Stored data entries —
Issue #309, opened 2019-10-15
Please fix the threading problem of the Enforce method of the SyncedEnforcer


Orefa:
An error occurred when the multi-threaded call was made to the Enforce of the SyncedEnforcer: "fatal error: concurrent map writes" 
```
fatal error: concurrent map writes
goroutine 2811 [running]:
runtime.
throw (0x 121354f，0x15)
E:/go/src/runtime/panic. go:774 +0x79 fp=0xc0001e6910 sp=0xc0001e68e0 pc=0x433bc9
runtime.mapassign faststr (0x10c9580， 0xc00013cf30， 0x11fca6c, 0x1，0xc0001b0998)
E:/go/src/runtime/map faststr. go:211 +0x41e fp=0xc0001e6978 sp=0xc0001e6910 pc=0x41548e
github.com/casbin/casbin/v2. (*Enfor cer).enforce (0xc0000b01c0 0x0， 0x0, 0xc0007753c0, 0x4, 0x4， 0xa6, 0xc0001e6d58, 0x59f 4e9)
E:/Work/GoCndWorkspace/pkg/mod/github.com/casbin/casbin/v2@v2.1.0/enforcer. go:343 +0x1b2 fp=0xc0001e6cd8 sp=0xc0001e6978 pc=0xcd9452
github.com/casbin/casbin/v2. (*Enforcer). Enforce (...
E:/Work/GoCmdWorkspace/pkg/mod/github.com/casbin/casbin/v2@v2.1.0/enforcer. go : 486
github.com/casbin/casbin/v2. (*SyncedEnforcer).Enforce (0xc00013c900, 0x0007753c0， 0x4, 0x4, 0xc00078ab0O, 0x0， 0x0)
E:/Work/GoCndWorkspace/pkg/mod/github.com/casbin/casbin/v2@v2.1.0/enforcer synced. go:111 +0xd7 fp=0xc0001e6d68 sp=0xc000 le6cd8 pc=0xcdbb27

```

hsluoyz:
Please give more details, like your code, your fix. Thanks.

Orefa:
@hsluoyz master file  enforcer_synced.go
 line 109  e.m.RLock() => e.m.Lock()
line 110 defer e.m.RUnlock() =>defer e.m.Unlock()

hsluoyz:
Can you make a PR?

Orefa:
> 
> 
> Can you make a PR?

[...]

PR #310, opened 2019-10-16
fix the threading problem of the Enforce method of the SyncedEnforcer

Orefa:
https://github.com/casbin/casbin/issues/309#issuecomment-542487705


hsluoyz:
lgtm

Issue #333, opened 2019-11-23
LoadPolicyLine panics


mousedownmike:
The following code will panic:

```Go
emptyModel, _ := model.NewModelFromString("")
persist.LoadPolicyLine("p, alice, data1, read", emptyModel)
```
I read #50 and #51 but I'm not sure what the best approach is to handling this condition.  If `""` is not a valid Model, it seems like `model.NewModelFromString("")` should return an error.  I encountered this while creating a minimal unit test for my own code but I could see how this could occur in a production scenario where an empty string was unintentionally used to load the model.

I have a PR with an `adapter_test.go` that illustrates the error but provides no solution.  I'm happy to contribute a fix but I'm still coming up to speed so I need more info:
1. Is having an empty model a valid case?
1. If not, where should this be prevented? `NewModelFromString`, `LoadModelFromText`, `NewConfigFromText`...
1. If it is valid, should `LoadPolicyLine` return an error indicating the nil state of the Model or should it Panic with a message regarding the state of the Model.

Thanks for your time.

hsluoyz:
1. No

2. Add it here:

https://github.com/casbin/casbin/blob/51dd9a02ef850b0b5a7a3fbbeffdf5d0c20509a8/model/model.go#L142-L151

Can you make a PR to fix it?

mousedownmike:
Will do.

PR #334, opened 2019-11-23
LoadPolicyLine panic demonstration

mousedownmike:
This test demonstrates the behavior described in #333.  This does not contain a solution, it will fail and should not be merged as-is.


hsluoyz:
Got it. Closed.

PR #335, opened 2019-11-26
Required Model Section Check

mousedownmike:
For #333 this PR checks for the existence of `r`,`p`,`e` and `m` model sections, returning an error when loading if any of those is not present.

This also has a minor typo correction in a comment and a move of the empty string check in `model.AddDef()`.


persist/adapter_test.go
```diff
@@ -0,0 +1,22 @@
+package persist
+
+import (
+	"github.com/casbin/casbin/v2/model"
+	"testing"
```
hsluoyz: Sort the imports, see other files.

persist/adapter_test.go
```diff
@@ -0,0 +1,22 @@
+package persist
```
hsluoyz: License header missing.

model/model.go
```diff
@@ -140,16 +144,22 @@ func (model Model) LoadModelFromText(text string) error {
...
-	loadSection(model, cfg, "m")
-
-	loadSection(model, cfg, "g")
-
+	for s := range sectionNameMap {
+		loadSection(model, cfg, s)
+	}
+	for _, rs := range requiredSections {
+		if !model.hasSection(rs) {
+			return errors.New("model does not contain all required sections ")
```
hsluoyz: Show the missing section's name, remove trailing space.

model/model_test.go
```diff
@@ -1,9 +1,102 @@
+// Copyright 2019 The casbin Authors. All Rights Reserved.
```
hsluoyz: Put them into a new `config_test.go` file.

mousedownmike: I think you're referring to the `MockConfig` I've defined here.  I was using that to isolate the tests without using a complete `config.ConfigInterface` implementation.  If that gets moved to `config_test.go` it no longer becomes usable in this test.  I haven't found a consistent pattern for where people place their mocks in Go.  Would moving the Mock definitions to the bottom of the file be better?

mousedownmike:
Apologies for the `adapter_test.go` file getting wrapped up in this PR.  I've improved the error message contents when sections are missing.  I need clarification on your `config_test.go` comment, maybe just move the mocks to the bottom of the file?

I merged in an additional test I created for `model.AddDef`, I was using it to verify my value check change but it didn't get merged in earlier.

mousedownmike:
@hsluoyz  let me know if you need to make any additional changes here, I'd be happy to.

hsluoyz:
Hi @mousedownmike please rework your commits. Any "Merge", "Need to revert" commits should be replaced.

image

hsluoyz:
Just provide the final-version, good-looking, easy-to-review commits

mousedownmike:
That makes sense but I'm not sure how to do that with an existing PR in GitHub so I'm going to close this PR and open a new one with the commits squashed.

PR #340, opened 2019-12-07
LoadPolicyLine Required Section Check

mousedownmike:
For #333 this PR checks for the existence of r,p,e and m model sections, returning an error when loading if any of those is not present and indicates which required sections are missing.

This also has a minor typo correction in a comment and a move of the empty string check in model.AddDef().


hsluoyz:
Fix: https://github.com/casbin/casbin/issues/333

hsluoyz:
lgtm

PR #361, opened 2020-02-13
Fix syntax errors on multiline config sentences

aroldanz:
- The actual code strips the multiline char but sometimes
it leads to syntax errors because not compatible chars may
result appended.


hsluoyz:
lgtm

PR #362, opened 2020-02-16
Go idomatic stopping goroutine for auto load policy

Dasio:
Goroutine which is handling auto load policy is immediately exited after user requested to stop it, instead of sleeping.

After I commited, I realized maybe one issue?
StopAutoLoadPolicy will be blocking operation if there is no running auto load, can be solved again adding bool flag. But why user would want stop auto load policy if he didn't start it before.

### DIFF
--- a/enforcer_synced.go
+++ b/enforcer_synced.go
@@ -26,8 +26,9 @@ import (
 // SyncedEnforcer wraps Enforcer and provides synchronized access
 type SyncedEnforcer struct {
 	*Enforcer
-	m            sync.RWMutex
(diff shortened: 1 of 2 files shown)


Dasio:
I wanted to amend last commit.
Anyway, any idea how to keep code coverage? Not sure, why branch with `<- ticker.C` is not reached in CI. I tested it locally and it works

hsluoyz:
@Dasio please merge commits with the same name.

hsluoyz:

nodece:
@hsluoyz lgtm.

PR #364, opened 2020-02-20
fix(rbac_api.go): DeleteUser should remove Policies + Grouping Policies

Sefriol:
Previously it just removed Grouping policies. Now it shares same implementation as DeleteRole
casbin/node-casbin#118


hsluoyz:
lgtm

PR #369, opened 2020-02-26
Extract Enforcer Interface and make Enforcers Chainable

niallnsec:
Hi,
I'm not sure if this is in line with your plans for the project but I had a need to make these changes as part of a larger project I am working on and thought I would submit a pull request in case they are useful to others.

The task — Would you copy every line of the entries in which "typo" appears?

Problem solution —
This also has a minor typo correction in a comment and a move of the empty string check in `model.AddDef()`.
This also has a minor typo correction in a comment and a move of the empty string check in model.AddDef().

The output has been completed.